#### Supplied material
╭──
PR #1328, opened 2022-10-29
chore: remove comment block in `docs/working-examples.md`

mayeut:
Per comment in https://github.com/pypa/cibuildwheel/pull/1302#issuecomment-1273856532

This produces a lot of line diffs on every update and was mostly used to debug star-based sorting.


henryiii (approved):
This should still get printed if you do a dry run, so :+1:.

joerick (approved):

mayeut:
travis-ci has trouble starting s390x jobs at the moment. Merging this without s390x travis-ci status (well, a red one).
╰──
#### Work item
The goal is a faithful transcription of every entry above.

#### Response
PR #1328, opened 2022-10-29
chore: remove comment block in `docs/working-examples.md`

mayeut:
Per comment in https://github.com/pypa/cibuildwheel/pull/1302#issuecomment-1273856532

This produces a lot of line diffs on every update and was mostly used to debug star-based sorting.


henryiii (approved):
This should still get printed if you do a dry run, so :+1:.

joerick (approved):

mayeut:
travis-ci has trouble starting s390x jobs at the moment. Merging this without s390x travis-ci status (well, a red one).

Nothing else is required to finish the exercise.